WORK ITEM: Set down every entry once more, character for character.

::::::::::

PR #810, opened 2021-11-12
Issue #809 - Properly parameterize providersDir values in helm chart

### LINKED ISSUE #809: Helm Chart "linux.providersDir" is not properly used everywhere

Use helm chart

It to support overriding the linux.providersDir value

AWS

**Environment:**

You can see hardcoded values here:
https://github.com/kubernetes-sigs/secrets-store-csi-driver/blob/main/charts/secrets-store-csi-driver/templates/secrets-store-csi-driver.yaml#L79
https://github.com/kubernetes-sigs/secrets-store-csi-driver/blob/main/charts/secrets-store-csi-driver/templates/secrets-store-csi-driver.yaml#L140

nccurry:

Fixes #809 

### DIFF
--- a/charts/secrets-store-csi-driver/templates/secrets-store-csi-driver-windows.yaml
+++ b/charts/secrets-store-csi-driver/templates/secrets-store-csi-driver-windows.yaml
@@ -76,7 +76,7 @@ spec:
             {{- end }}
             - "--endpoint=$(CSI_ENDPOINT)"
             - "--nodeid=$(KUBE_NODE_NAME)"
-            - "--provider-volume=C:\\k\\secrets-store-csi-providers"
+            - "--provider-volume={{ .Values.windows.providersDir }}"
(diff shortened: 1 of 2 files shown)


nccurry:
I signed it

aramase (changes requested):
@nccurry Thank you for the PR. The volume mount path is the path where the socket will be available inside the container. The path inside the container set to `/etc/kubernetes/secrets-store-csi-driver-providers` doesn't have to be the same as the actual volume path on the host. Curious what's the motivation for this change. Are you seeing any issues/ this is for consistency?

Also, all the chart changes need to be in the [manifest_staging/](https://github.com/kubernetes-sigs/secrets-store-csi-driver/tree/main/manifest_staging/) folder, where we host the staging charts and deployment yamls. All the yaml changes will then be promoted into the released charts folder with the next release.

nccurry:
@aramase Ah, that's true. I just saw that the path wasn't templated and assumed they needed to match. 

Let me test to verify it works with them being different and I'll close the issue / pr.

::::::::::

ANSWER TO THE PROBLEM:
PR #810, opened 2021-11-12
Issue #809 - Properly parameterize providersDir values in helm chart

### LINKED ISSUE #809: Helm Chart "linux.providersDir" is not properly used everywhere

Use helm chart

It to support overriding the linux.providersDir value

AWS

**Environment:**

You can see hardcoded values here:
https://github.com/kubernetes-sigs/secrets-store-csi-driver/blob/main/charts/secrets-store-csi-driver/templates/secrets-store-csi-driver.yaml#L79
https://github.com/kubernetes-sigs/secrets-store-csi-driver/blob/main/charts/secrets-store-csi-driver/templates/secrets-store-csi-driver.yaml#L140

nccurry:

Fixes #809 

### DIFF
--- a/charts/secrets-store-csi-driver/templates/secrets-store-csi-driver-windows.yaml
+++ b/charts/secrets-store-csi-driver/templates/secrets-store-csi-driver-windows.yaml
@@ -76,7 +76,7 @@ spec:
             {{- end }}
             - "--endpoint=$(CSI_ENDPOINT)"
             - "--nodeid=$(KUBE_NODE_NAME)"
-            - "--provider-volume=C:\\k\\secrets-store-csi-providers"
+            - "--provider-volume={{ .Values.windows.providersDir }}"
(diff shortened: 1 of 2 files shown)


nccurry:
I signed it

aramase (changes requested):
@nccurry Thank you for the PR. The volume mount path is the path where the socket will be available inside the container. The path inside the container set to `/etc/kubernetes/secrets-store-csi-driver-providers` doesn't have to be the same as the actual volume path on the host. Curious what's the motivation for this change. Are you seeing any issues/ this is for consistency?

Also, all the chart changes need to be in the [manifest_staging/](https://github.com/kubernetes-sigs/secrets-store-csi-driver/tree/main/manifest_staging/) folder, where we host the staging charts and deployment yamls. All the yaml changes will then be promoted into the released charts folder with the next release.

nccurry:
@aramase Ah, that's true. I just saw that the path wasn't templated and assumed they needed to match. 

Let me test to verify it works with them being different and I'll close the issue / pr.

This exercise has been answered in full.